Protecting medical device PCBs from electrostatic discharge

Elizabeth Norwood, senior chemist at MicroCare, outlines ways that medical device manufacturers can prevent electrostatic discharge with printed circuit boards.

Electrostatic discharge (ESD) poses a serious yet invisible threat to the printed circuit boards (PCBs) powering critical medical devices like patient monitors, infusion pumps, and pacemakers. According to a study in Semiconductor Reliability News, an estimated 60% of device failures are caused by ESD and electrical overstress (EOS), costing the electronics industry millions annually in damaged and degraded parts. As electronic devices become faster and the circuitry gets smaller, sensitivity to ESD is increasing. 

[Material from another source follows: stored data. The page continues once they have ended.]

PR #1081, opened 2026-07-28
🎯 A new hit ends every note sounding through its column, across the part (#1064 phase 2)

MrityunjayBhardwaj:
Phase 2 of #1064, unparked. The clamp was built and measured last session and deliberately held back on one condition; #1056 discharged it, and this PR confirms that by observation rather than by inference.

### The defect

`toggleCell` clamped the **lane** it edits. The writer's constraint is per `,`-**part** — one token per column, a sustain spelled `_`, `[_,bd]` unspellable. So a note sustaining in a *sibling* lane blocked the column, the model handed to the writer said two things at once, and the click went inert with no feedback. That was **1,717 of the element path's 1,748 declines (98.2%)**.

`clampPartAtOnset` ends every note still sounding through the new onset's column, across the part and no further. The part boundary is where the writer's constraint stops — parts serialize independently, so `bd _ _ _, ~ ~ hh ~` is legal and needs no resolution — and trimming past it would shorten a note the writer was always going to accept.

### Why it ships now, observed rather than assumed

It was held because the step grid drew a two-column note identically to a one-column one: the collateral trim was invisible, and a view that cannot display an axis must not change it. #1056 made length drawable. That is checked here in the app, not inferred from "#1056 shipped":

`s("bd hh*2 sd cp")` opens with the kick covering two columns. Clicking the hi-hat at column 1 writes `[bd hh] hh*2 sd cp` and the kick's bar goes **108px over 2 columns → 54px over 1**. Corpus-wide, **2,229 of 15,029 accepted placements** trim a sibling lane, and every one of them is now drawn.

### Re-measured on the rebased tree, not carried over

The parked figures were measured before three merges, one of which rewrote the roll's rendering. Everything below is a fresh sweep. Asks are identical on all three paths — an ask is an empty cell, and the clamp neither creates nor destroys one — so the refusal column is the whole delta:

| path | refused before | after | asks |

By proactively addressing vulnerabilities through cleaning and grounding protocols, medical device manufacturers can enhance reliability and achieve efficiencies by preventing device failure related to ESD. This ensures dependable performance throughout its targeted product lifecycles, reinforcing the importance of patient safety.

ESD risks in medical electronics 

ESD is the sudden flow of electricity between two electrically charged objects caused by contact, an electrical short, or dielectric breakdown. In PCBs, ESD can be detrimental and cause, what is known as, ‘catastrophic’ failure, immediately damaging the electronic components. However, catastrophic failure is often detected through performance testing. The PCB ceases to function entirely, and the damage is apparent, often necessitating replacement or extensive repair.

The problematic form of ESD is ‘latent’ failure, which is less obvious and manifests over time. Latent damage occurs during an electrostatic discharge, but its effects may not be immediately apparent during initial inspections or testing. The damaged PCB may pass the initial checks and seem functional, but it is prone to malfunction or failure later in its lifespan.

In medical device production, the primary driver of ESD events stems from technicians performing standard assembly and test procedures. Walking between rooms or workstations can generate up to 35,000 volts of static electricity. Any employee movement ranging from garment adjustments to reaching for tools produces further static build-up. Without mitigations in place, inadvertently touching a medical device PCB can transmit enough voltage to damage sensitive components. Compounding trouble spots in production include non-grounded machinery, synthetic surfaces, clothing, and compressed air discharges during cleaning routines.

Control ESD Risks  

While complete electrostatic discharge elimination is impossible within manufacturing environments, actions to reduce risks are achievable through ESD control protocols, for example:

1. Mandate technicians to wear anti-static wrist or heel straps connected to a grounded line while handling sensitive PCBs.

2. Use conductive floor mats to discharge static build-up from technicians' shoes.

3. Enforce the use of anti-static clothing and shoes, reducing the likelihood of static charges accumulating during the manufacturing process.

4. Ensure the grounding of all worktables, floor mats, and wrist straps, creating an interconnected grounded environment to mitigate static risks.

5. Maintain humidity levels between 40-70% in the production area, an effective preventive measure against static build-up in the air.

6. Remove unnecessary items, such as notepads and pens from the work area.

7. Package electronic devices in static-controlled containers.

Addressing ESD risk through cleaning 

Work surfaces and tools integral to PCB assembly and testing often carry static charges, posing an ESD threat. Wooden workbenches, metal racks, synthetic floor mats, and even seemingly innocuous tools like soldering irons can all contribute to ESD.

Mitigate these risks by systematically wiping tools and surfaces with pre-saturated ESD-reducing cleaning wipes. Specifically formulated to remove dirt, grease, and fingerprints, these wipes maintain cleanliness without introducing lint or static charges. 

Opt for static dissipating PCB cleaning tools to counter the hazards associated with some metal flux removers and cleaning fluid cans, which can generate up to 12,000 volts of ESD. Using a static-zapping dispensing tool that replaces the plastic straw will further reduce any ESD, minimising it to a harmless fifty volts. 

Enhance safety measures by considering the use of a controlled static-safe flux remover dispenser. This system offers precise control over the application of flux remover, reducing wastage. Both the dispensing tool and brushes carry ESD charges to the ground, significantly minimising the threat to PCBs and sensitive components.

Addressing ESD at its source is crucial in PCB manufacturing to prevent potential compromises in production output, PCB quality, and overall device reliability. PCB fabricators should develop robust strategies, focusing on controlling the work environment and implementing effective cleaning tools.

Reduce the threat of ESD

While eliminating electrostatic discharge in production environments is impossible, medical device manufacturers can significantly mitigate its risks through ESD control protocols and cleaning practices.